[Source records]
----------

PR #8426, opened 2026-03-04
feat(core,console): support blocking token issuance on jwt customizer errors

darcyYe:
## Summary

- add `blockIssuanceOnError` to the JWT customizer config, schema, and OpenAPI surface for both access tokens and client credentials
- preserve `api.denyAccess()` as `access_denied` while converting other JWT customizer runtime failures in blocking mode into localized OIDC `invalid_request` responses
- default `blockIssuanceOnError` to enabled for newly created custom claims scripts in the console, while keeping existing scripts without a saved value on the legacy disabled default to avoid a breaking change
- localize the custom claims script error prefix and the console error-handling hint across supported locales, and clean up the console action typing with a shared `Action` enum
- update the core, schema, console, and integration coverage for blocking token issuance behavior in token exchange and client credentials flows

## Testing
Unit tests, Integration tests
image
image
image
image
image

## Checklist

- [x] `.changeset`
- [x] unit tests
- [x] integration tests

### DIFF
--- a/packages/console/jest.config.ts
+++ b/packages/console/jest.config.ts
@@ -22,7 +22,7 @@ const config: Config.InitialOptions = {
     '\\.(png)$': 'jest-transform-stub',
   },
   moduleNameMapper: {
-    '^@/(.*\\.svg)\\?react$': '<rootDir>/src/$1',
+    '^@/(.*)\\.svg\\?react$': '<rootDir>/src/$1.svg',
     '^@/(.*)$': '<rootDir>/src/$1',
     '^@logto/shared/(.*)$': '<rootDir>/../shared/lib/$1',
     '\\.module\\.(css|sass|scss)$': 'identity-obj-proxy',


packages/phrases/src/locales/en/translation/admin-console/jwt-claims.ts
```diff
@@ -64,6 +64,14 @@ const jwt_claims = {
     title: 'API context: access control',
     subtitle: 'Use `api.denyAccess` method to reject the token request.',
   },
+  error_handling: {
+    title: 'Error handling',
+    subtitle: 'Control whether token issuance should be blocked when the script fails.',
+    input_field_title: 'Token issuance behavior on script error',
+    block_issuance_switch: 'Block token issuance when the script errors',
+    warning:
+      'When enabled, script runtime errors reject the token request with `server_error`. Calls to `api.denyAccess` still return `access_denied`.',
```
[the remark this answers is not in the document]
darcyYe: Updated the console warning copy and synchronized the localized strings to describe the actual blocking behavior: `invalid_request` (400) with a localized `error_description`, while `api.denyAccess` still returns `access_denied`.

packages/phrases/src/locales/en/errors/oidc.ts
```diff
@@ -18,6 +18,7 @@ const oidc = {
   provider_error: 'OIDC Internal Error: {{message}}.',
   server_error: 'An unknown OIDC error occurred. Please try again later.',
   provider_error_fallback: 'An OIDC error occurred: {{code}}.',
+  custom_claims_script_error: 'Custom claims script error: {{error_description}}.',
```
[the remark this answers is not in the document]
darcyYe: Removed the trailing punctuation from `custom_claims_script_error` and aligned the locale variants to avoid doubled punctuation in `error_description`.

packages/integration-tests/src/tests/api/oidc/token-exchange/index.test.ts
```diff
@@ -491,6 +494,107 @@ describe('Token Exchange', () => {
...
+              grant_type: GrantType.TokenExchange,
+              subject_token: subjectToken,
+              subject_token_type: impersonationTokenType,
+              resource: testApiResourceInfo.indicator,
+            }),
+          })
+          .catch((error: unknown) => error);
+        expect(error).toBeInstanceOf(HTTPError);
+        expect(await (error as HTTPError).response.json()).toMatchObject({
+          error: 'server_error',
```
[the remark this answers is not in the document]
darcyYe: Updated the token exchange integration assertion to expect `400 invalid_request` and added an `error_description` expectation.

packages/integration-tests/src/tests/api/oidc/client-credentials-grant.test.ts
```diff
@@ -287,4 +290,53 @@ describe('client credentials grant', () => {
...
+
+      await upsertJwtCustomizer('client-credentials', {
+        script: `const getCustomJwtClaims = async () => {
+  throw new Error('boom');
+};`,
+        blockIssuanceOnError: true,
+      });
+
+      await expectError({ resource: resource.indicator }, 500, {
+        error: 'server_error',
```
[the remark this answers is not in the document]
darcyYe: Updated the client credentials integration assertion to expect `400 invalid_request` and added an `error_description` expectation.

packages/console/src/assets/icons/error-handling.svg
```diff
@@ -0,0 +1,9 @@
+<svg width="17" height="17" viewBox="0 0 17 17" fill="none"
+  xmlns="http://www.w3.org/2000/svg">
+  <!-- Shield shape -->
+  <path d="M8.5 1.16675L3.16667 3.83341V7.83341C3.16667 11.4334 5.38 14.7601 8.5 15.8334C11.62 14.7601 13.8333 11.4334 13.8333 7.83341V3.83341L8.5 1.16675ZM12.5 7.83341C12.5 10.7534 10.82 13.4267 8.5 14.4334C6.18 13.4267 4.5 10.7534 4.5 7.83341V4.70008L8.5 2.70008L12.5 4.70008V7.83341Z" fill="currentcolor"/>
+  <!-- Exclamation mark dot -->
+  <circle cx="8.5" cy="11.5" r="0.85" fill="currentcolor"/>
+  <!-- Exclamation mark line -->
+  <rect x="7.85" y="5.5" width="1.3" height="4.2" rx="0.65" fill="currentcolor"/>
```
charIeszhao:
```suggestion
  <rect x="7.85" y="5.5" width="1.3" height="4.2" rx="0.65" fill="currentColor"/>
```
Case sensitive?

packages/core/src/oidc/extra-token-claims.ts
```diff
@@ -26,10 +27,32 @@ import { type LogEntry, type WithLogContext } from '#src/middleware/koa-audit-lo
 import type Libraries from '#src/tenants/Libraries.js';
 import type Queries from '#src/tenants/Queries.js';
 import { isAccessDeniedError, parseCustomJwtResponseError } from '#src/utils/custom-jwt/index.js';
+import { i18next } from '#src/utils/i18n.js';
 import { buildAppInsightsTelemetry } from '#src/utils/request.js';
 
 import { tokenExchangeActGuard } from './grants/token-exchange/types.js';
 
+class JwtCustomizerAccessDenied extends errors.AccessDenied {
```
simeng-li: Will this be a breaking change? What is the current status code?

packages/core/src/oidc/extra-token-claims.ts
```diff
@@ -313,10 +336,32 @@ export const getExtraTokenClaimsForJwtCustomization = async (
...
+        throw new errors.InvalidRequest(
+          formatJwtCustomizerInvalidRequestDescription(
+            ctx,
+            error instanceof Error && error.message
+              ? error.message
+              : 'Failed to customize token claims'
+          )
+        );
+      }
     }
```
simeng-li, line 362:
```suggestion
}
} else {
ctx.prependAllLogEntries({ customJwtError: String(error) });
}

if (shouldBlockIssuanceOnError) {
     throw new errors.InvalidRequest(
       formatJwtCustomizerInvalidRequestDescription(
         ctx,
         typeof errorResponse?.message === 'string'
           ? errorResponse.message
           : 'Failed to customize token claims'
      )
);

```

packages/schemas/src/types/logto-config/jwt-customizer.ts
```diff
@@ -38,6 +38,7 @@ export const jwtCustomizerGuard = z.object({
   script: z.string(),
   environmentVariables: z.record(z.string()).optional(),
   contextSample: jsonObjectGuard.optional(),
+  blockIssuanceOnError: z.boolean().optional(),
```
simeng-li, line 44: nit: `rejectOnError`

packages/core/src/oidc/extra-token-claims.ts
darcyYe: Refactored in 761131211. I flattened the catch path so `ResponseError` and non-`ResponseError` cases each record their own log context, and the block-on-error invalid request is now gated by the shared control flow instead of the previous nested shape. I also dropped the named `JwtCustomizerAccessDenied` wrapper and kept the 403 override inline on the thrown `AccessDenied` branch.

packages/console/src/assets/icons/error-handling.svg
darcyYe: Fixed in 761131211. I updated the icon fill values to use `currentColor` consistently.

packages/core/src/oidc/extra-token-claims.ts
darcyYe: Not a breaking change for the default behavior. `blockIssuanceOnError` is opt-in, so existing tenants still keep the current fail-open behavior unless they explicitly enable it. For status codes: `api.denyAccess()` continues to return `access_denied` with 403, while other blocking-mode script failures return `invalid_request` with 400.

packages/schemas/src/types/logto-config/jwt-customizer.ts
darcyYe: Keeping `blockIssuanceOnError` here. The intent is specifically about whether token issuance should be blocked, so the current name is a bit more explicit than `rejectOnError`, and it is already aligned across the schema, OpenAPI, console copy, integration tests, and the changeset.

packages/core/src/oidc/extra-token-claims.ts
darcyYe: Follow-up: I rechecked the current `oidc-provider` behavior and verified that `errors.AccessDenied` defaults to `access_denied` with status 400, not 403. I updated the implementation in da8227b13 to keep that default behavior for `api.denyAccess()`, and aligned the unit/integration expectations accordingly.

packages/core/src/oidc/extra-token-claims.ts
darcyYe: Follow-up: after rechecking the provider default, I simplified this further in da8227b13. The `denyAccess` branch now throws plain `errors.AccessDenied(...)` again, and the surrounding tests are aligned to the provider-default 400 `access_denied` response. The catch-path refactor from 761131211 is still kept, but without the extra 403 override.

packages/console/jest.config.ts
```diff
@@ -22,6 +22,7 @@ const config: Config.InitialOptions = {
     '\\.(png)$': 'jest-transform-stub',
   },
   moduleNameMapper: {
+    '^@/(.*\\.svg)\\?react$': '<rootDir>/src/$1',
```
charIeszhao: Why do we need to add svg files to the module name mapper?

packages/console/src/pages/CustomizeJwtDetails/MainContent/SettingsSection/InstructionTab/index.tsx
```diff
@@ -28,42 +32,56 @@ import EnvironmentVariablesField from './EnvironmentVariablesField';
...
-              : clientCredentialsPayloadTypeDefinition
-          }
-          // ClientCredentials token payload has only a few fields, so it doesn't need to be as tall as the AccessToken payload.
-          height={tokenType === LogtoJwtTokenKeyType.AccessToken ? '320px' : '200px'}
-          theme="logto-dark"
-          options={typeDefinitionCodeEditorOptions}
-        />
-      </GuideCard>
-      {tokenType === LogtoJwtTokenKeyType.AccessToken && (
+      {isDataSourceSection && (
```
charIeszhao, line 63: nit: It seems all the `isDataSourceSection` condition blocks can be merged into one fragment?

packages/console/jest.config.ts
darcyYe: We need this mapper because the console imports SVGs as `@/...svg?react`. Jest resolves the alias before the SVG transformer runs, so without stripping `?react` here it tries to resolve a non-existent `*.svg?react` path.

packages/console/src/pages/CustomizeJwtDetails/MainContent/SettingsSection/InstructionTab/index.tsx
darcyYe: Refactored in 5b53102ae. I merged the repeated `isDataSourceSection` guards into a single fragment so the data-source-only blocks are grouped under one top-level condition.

----------

[Description of the task]
Each line in the entries above that includes the string "Exclamation" adds to the count; state that count only.

[Solution to the exercise]
2